* WORK INSTRUCTIONS
Repeat all of the data exactly. Leave nothing out.

* RECORDED DATA
....
PR #2795, opened 2020-06-02
Write database queue functions should be NoOps with RocksDB

wezrule:
The `write_database_queue` is currently used by the block processor and confirmation height processor. It's purpose was to provide a way to know if something was holding the LMDB write transaction, so instead of being blocked it could continue doing work. This is not necessary with RocksDB as it doesn't have a global write lock, so these operations can be no-ops essentially.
....
* EXPECTED ANSWER
PR #2795, opened 2020-06-02
Write database queue functions should be NoOps with RocksDB

wezrule:
The `write_database_queue` is currently used by the block processor and confirmation height processor. It's purpose was to provide a way to know if something was holding the LMDB write transaction, so instead of being blocked it could continue doing work. This is not necessary with RocksDB as it doesn't have a global write lock, so these operations can be no-ops essentially.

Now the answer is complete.